The last couple of weeks have been absolutely relentless with these snowstorms. It is nearly March and spring is nowhere in sight- but the weather is so bipolar I'm sure it will suddenly decide to melt off one day and start blooming!
At the beginning of winter we were just hoping and praying for a solid snowpack to lead us into the coming El Nino summer- water is always the question and we need solid irrigation to keep us in grass and hay to harvest for next winter. Last year our snowpack was a bit low, so there were a few winter pasture fields we worried about getting enough water to really get a good graze ready for the herds to come in on from their summer pastures, but by and large they came into some really deep, lush grassy fields. The snow held off for long enough that they maximized the grazing potential of each field. Sometimes if it snows too much too early, all that graze goes to waste because it winds up flattened beneath the snow and becomes much less accessible. This year we needn't have worried- nearly every field was grazed optimally before the first real snow.
The other part of that concern is the hay already stored up for the winter season- and in our case, banked for following years. After a summer like this one, the question is whether or not you'll have to buy feed. It is vital in these cold months that cows get enough to eat, and of nutrient and protein-dense feed. Not only does it keep them at a healthy weight and nutritionally healthy, it gives them energy and helps to keep them, and in turn, their calves, warm.
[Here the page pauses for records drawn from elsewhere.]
PR #2465, opened 2018-06-15
Further KU/EKU fixes.

whislock:
Related to #2459. 

The matching KUs for EKU "TLS Web Server Authentication" are Digital Signature AND (Key Encipherment OR Key Agreement). Added for compatibility with externally-generated certificates.

Removed the nsComment extension from all cert profiles. It's deprecated like nsCertType is, though nsCertType was retained in the server profile for backwards compatibility with ancient OpenVPN clients using the ns-cert-type configuration parameter.

Tested by porting modified code to a running OPNsense firewall and generating a bunch of certificates, all of which function properly.

### DIFF
--- a/src/etc/inc/certs.inc
+++ b/src/etc/inc/certs.inc
@@ -418,8 +418,8 @@ function cert_get_purpose($str_crt, $decode = true)
         strstr($crt_details['extensions']['extendedKeyUsage'], "TLS Web Server Authentication") !== false &&
         isset($crt_details['extensions']['keyUsage']) &&
         strpos($crt_details['extensions']['keyUsage'], "Digital Signature") !== false &&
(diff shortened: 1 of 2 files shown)


whislock:
I had originally intended to remove the nsCertType extension in server cert generation, but I decided that leaving it there for now didn't cause any problems. It's worth noting that OpenSSL 1.1 and later do away with nsCertType and nsComment entirely (they show up as unknown extensions), so it may in fact be worth removing completely. Thoughts?

fichtner:
Can you split this into two separate requests? opnsense.cnf should be modified in one go later on.

You can also read about style at https://www.php-fig.org/psr/psr-2/

whislock:
Closing to split.

whislock:
Rolled back the opnsense.cnf change.

fichtner:
Merged, thanks!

Fortunately, we have been able to harvest enough over the past two years that we have hay banked for a year such as this- a cold winter following a dry summer. Not every rancher has been as lucky, and at the current prices of $160 per ton (one ton feeds about 60-65 head per day), it can get truly painful.
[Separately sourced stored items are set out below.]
PR #2467, opened 2018-06-16
Make optional cert fields optional.

### LINKED ISSUE #2317: Certificate generation requires entries for optional fields
Attempting to generate a certificate/CA/CSR via the Trust application within the web GUI without providing content for all fields returns errors such as:

```

The field Distinguished name State or Province is required.
The field Distinguished name City is required.
The field Distinguished name Email Address is required.
```

This is not consistent with `RFC 5280, Internet X.509 Public Key Infrastructure Certificate and Certificate Revocation List (CRL) Profile`, namely section 4.1.2.6 that defines how the subject of a certificate (CA or leaf) must be specified.

Specifically, all fields presented in the `Distinguished name` group in the web interface are, technically, optional, though it's hardly recommended to leave them all blank. The simplest solution would be to make the `Common Name` field mandatory, and all others optional, with a warning that some commercial CAs will not accept CSRs without a `Country Code` element present in the `Subject` field of the CSR.

whislock:
Fixes #2317. Makes cert fields other than common name and country code optional.

Tested by generating internal CAs, intermediate CAs, client certs, server certs. Omitted fields are not included as part of the distinguishedName.

### DIFF
--- a/src/etc/ssl/opnsense.cnf
+++ b/src/etc/ssl/opnsense.cnf
@@ -127,17 +127,17 @@ string_mask = utf8only
 
 [ req_distinguished_name ]
 countryName			= Country Name (2 letter code)
-countryName_default		= AU
+#countryName_default		= AU
 countryName_min			= 2
 countryName_max			= 2
 
 stateOrProvinceName		= State or Province Name (full name)
-stateOrProvinceName_default	= Some-State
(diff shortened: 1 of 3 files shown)


readonly24:
Hi, I just have installed OPNsense 18.1.6-amd64 and I get this error, too. When will this fix be in a public release?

When I was a kid, I remember the weather worries of all the local farmers- but it pretty much all seemed focused on rain. I don't recall ever hearing any emphasis on the importance of snowpack, but then again all I remember feeling about winter was that it was terribly inconvenient. I truly did not appreciate how much everything in agriculture is impacted by the weather, from the day to day to full seasons and even years.
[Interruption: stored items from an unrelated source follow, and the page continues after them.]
PR #2471, opened 2018-06-21
interfaces: check existence of `status`

t123yh:
I was trying to use `get_interfaces_info()` function in one of my plugin apis. I got an error `Undefined index` here because some `intf_detail` didn't have the `status` field. So let's use `isset` to check it first to avoid this error.


fichtner:
Merged, thanks!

After a worrisome December and January, the snowpack had built enough that it appeared irrigation would be manageable, but not ideal. We are in the last week of February now and the snowpack in our region is over 120% of the normal range. So I'm finally ready to let out the breath I've been holding over snowpack- but now the worries for our new calves in the cold and the wet are ready to take the place of snowpack concerns.
I don't love rolling around on my quad in icy or slushy fields and roads in twenty degree temperatures, my hands and face freezing, my breath condensing on my eyelashes and my nose hairs freezing. But all it takes is one brief moment picturing these very wet, wide-eyed calves being expelled from the warm confines of their mothers' wombs into this same world I complain about from within my layers of warm and dry Carhartts to get me rushing out the door every single morning to help the team check every field and make sure all is well. Every day that we find healthy, happy calves nestled in the feedline is a victory- and every time we find a calf or cow in distress we have an immediate opportunity to resolve that distress. All it takes is getting our eyes on the problem in time.
Winter is a harsh season, but once the initial checks for the morning are done, its quietness and beauty are worth a pause to simply absorb. For all the worry and the inconvenience, there is always a moment in there to let the stillness of the snowfall blanketing the earth suspend time, to sit quietly and watch as the cows lick their nestled babies. To listen to them low gently, talking to their new little ones. To watch the older calves kick up their heels and frolic in pure, unbridled joy at this big, new world to explore. To breath in the crisp air and just be there fully in that moment.